*EXERCISE*. This exercise asks for a copy of each line in the records below with the word "after" in it.

[Collected data entries]
= Beginning of Section =

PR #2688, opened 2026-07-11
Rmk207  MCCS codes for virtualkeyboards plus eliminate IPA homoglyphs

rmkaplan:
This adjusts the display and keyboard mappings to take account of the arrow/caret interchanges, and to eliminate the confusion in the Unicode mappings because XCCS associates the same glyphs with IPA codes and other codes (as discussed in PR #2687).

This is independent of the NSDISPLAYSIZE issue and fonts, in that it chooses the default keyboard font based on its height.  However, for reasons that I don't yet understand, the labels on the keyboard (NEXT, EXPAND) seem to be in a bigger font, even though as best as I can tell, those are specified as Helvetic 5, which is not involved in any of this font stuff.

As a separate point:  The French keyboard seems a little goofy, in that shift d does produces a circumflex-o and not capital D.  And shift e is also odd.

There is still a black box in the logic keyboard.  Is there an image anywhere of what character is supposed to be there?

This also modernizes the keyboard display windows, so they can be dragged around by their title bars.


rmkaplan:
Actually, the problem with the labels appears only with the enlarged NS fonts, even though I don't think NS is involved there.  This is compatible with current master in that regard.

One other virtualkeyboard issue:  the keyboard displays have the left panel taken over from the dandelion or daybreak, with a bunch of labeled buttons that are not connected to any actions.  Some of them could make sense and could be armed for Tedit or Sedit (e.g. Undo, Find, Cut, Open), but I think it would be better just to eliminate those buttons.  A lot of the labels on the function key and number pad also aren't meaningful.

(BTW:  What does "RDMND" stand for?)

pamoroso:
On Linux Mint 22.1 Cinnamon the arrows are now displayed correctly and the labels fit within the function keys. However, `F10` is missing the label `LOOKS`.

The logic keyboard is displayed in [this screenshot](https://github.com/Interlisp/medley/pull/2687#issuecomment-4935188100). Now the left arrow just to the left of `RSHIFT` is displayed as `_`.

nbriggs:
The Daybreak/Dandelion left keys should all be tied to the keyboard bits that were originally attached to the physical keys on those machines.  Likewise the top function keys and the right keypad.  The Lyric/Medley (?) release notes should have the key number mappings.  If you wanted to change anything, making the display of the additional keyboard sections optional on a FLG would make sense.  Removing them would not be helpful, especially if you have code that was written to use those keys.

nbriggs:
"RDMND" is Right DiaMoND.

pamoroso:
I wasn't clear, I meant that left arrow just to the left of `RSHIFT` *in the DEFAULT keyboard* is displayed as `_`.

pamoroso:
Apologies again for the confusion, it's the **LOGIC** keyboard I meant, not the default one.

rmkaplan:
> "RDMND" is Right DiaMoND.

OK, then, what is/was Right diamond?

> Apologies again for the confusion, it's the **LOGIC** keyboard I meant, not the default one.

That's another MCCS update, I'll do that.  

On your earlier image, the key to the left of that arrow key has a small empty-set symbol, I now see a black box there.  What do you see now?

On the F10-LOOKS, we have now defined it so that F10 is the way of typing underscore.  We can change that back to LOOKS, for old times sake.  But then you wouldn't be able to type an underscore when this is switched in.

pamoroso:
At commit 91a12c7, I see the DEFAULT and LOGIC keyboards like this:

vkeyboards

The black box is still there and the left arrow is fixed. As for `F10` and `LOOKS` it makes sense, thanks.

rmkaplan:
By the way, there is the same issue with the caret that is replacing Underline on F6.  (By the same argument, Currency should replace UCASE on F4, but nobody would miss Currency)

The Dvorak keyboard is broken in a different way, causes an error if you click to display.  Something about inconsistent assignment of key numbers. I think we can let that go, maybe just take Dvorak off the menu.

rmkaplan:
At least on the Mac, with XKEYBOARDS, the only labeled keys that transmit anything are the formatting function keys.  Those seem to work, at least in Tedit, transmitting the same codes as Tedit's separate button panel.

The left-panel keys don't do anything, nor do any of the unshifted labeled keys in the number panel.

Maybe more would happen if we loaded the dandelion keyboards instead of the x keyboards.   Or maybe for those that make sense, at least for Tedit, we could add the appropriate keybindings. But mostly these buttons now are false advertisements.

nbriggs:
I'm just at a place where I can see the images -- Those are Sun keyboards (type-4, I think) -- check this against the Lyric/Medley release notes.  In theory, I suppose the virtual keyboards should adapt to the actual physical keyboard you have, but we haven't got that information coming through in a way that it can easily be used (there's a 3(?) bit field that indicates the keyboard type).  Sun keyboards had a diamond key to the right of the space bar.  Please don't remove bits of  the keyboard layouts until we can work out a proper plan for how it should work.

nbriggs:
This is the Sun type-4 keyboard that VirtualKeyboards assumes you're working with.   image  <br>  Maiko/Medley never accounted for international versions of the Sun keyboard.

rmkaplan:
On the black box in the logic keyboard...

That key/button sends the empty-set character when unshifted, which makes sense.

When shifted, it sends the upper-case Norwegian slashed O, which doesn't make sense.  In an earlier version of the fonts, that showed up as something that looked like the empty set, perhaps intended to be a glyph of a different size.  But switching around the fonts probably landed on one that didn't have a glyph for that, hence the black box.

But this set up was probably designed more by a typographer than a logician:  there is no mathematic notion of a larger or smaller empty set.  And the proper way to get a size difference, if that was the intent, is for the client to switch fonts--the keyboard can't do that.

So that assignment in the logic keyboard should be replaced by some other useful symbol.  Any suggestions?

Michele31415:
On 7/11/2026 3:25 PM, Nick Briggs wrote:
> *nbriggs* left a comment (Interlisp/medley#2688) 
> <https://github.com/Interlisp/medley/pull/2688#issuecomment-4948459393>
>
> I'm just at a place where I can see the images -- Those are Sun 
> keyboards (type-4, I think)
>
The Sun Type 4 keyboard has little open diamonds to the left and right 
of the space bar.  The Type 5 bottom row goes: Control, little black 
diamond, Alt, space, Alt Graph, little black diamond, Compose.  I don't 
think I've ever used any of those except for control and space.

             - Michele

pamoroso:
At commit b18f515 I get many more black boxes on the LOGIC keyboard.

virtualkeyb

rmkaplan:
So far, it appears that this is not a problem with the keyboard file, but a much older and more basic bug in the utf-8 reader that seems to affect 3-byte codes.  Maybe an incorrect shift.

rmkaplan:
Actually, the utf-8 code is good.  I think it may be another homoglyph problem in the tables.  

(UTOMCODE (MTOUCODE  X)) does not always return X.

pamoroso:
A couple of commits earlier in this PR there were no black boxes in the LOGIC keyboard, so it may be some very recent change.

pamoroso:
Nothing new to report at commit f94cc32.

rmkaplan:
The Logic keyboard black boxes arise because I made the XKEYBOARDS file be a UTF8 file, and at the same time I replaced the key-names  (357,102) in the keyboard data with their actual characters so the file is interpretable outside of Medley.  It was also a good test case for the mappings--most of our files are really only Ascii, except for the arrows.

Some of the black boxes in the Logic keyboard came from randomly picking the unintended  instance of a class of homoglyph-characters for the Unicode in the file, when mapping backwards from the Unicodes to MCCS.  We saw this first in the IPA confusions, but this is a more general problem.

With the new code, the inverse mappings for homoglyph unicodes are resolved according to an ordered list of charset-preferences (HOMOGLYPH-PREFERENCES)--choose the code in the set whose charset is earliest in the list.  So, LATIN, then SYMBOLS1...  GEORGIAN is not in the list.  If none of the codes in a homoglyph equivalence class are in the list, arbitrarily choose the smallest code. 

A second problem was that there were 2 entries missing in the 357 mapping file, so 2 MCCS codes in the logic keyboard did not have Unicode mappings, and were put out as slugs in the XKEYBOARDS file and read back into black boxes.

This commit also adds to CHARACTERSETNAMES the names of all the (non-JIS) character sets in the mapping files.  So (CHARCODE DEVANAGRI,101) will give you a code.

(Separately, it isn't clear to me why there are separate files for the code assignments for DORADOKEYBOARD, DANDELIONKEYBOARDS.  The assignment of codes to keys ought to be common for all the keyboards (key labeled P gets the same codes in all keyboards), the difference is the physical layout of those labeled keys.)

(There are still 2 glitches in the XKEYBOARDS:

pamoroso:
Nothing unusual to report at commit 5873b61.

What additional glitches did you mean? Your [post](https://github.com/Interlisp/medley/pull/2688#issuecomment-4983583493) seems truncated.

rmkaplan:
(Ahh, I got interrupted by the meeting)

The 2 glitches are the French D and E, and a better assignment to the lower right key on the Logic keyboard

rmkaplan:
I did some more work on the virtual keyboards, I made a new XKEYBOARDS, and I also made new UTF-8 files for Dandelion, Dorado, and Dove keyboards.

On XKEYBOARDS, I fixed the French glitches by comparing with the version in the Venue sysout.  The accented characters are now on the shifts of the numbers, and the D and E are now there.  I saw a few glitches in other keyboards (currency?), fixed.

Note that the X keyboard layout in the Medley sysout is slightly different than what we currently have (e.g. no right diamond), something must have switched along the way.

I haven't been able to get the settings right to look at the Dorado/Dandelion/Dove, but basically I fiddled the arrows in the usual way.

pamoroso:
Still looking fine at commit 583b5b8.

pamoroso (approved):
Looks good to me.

= End of Section =
= Beginning of Section =

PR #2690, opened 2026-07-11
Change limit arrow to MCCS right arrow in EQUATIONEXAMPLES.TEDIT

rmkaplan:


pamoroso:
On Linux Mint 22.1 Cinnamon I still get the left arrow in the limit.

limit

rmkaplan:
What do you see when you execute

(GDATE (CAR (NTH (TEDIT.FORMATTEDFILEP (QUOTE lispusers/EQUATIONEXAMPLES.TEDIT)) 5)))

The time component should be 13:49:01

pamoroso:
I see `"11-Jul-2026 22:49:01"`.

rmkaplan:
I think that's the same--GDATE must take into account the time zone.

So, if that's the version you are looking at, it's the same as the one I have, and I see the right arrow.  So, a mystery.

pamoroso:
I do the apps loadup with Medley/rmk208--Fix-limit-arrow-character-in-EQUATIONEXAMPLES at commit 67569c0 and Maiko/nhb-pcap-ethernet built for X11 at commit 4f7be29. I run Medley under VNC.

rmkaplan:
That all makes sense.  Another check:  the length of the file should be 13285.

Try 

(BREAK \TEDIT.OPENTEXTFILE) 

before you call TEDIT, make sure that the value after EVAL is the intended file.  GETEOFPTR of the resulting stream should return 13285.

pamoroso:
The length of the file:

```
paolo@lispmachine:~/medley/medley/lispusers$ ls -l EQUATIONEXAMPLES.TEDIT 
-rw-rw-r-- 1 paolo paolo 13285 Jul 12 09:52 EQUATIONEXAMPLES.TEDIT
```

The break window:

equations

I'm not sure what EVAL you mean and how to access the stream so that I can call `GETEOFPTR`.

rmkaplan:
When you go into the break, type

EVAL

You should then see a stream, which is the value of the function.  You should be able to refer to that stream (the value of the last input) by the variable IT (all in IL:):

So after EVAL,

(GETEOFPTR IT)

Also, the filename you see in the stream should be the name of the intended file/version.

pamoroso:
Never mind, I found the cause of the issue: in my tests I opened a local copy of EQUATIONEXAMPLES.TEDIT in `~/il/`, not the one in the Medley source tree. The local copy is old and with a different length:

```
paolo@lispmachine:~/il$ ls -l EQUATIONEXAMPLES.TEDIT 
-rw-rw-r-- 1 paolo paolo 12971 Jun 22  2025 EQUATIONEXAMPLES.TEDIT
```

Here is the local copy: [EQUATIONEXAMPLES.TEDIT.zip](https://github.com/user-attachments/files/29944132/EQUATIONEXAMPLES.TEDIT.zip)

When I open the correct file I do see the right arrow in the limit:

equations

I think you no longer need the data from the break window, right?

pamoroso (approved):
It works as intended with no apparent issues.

= End of Section =

*EXERCISE RESULT*.
before you call TEDIT, make sure that the value after EVAL is the intended file.  GETEOFPTR of the resulting stream should return 13285.
So after EVAL,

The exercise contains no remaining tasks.